Yes. Since sustainability entered the corporate lexicon in the 1980s, it has been often intertwined with spin, or public relations buzz marketing.
And yes, sustainability is increasingly embedded in corporate strategy. It can involve substantive management, customer and financial initiatives.
So it’s not black and white, this question of the legitimacy of sustainability.
“It depends, how is that for a firm answer?” says James Leemann, an EHS consultant and professor at Tulane University’s Center for Applied Environmental Public Health.
General Electric CEO Jeffrey Immelt uses sustainability as a “branding theme” to promote GE’s “progressive” enviro agenda, says Leemann. “So from GE’s perspective, sustainability is pure propaganda.”
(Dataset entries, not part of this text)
PR #3426, opened 2024-11-27
Export Idris.Package.build and Idris.Package.check; enhance path normalisation in Core.Directory.cleanPath

Russoul:


src/Core/Directory.idr
```diff
@@ -224,9 +238,9 @@ corePathToNS : String -> Maybe String -> String -> Core ModuleIdent
 corePathToNS wdir sdir fname = do
   let err = UserError $
           "Source file "
-       ++ show fname
+       ++ show (cleanPath fname)
        ++ " is not in the source directory "
```
Z-snails, line 242: I don't think this error is being tested for yet - could you add one please?

Z-snails: Ignore this, I didn't read the code thoroughly enough

PR #3429, opened 2024-11-30
Error Message Potpourri

mattpolzin:
# Description

I tried to keep the following isolated in their own commits so we can just ditch anything folks don't like.

----
Whereas the CLI for the REPL currently only pays attention to one argument as an input file but quietly ignores the rest, I've made it an error to specify multiple input files:
```
Uncaught error: Error: Expected at most one input file but was given: file1.idr, file2.idr
```
This is further improved (described in the last section below) by using `die` instead of an uncaught `throw` so the error doesn't look so unexpected.

----
Whereas the REPL previously printed an error about a file loaded with `:l` in monochrome without fanfare, I've indented the error message, given it room to stand out, and written the context of the error in the standard `IdrisAnn` color for error messages.
```
Main> :l "file1.idr"

  Error loading file "file1.idr": File Not Found

Main> [...]
```

----
Whereas on launch the REPL previously printed a subtly different error when a requested file could not be loaded than it did when using the `:l` command inside the REPL, I've aligned the two errors (and indeed refactored them to use the same code). I've also added a suggestion specifically for this startup use-case because it is common to see people intend to run e.g. `idris2 --repl ...` but instead type `idris2 repl ...` which causes the REPL to attempt to load a file named "repl" -- the suggestion is that the user may have meant to write `idris2 --repl ...` so this should ease the pain of a common mistake.
```
 $ ./build/exec/idris2 repl
     ____    __     _         ___
    / // __  / ___/ / ___/   __/ /     Version 0.7.0-c1fc0b346

  Error loading file "repl": File Not Found
  Did you mean to type "--repl"?

Main> [...]
```

----
As mentioned above, this PR finally switches from uncaught `throw` for rendering errors from the CLI over to using `die` so we get a less buggy looking printout. This commit also adds in a suggestion when relevant similar to the one seen within the REPL session for the above case.
```
 $ ./build/exec/idris2 build idris2.ipkg
Error: Expected at most one input file but was given: build, idris2.ipkg
Did you mean to type "--build"?
```

      `CONTRIBUTORS.md`).

### DIFF
--- a/CHANGELOG_NEXT.md
+++ b/CHANGELOG_NEXT.md
@@ -27,6 +27,8 @@ This CHANGELOG describes the merged but unreleased changes. Please see [CHANGELO
 
 * Remove reference to column number parameter in help menu for `refine` command.
 
+* CLI errors will now be printed to `stderr` instead of `stdout`.
+
 ### Building/Packaging changes
 
 * The Nix flake's `buildIdris` function now returns a set with `executable` and
--- a/src/Idris/CommandLine.idr
+++ b/src/Idris/CommandLine.idr
@@ -2,6 +2,9 @@ module Idris.CommandLine
 
 import Idris.Env
 import Idris.Version
+import Idris.Doc.Display
+import Idris.Doc.String
+import Idris.Pretty
 
 import Core.Options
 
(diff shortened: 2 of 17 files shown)


mattpolzin:
I'll merge this soon on the grounds that it is unlikely to offend anyone and unlikely to trip anyone up too badly. It can always be reverted.

PR #3430, opened 2024-11-30
[ fix ] Fix option loss when an optional argument is missed

spcfox:
# Description

If an optional argument is expected and the following option comes instead, it is skipped. For example, in the command
```shell
idris2 --build --quiet
```
`--quiet` will be missed. And the command
```shell
idris2 --clean --log 0
```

Other companies are “into sustainability” because their industry sector is pushing it, says Leemann. Think of the American Chemical Society’s “Responsible Care” project, in part launched to win back public trust after the Bhopal catastrophe. “Whether these companies agree with the sustainability push or not, they have no choice but to play the game. Call it survival,” says Leemann.
That’s the bottom line for a growing number of EHS professionals, particularly in large multinational energy and resource companies, chemical and petrochemical corporations and consumer products manufacturers and retailers. “To me, sustainability means the sustainability of our company,” says one. Indeed, the most basic definition of sustainability is to endure.
Regarding survival, “Scientists and policymakers have begun to recognize that it would eventually be suicidal to allow a further undermining of the sustainability of ecological life support systems, locally and globally,” reports the International Society of Sustainability Professionals (ISSP).
No wonder, then, 93 percent of global CEOs surveyed believe sustainability issues are critical to their company’s future success, according to a recent presentation by Tom Cecich, vice president of the American Society of Safety Engineers’ Council on Professional Affairs.
Sustainability must be fully integrated into a company’s strategy and operations, assert 96 percent of global CEOs, up from 72 percent in 2007, according to Cecich.
And in a survey of ISHN readers conducted last September, 39 percent said their personal involvement in sustainability activities for their company will increase in 2011. The larger the company, a larger percentage of EHS pros face expanding sustainability responsibilities.
These can include so-called “hard skills”: green chemistry, planning and auditing, product stewardship, energy and waste management, sustainable food systems, watershed adaptive management, community economic development, sustainability science, business improvement, green building, international community development, and facilities management, according to the ISSP.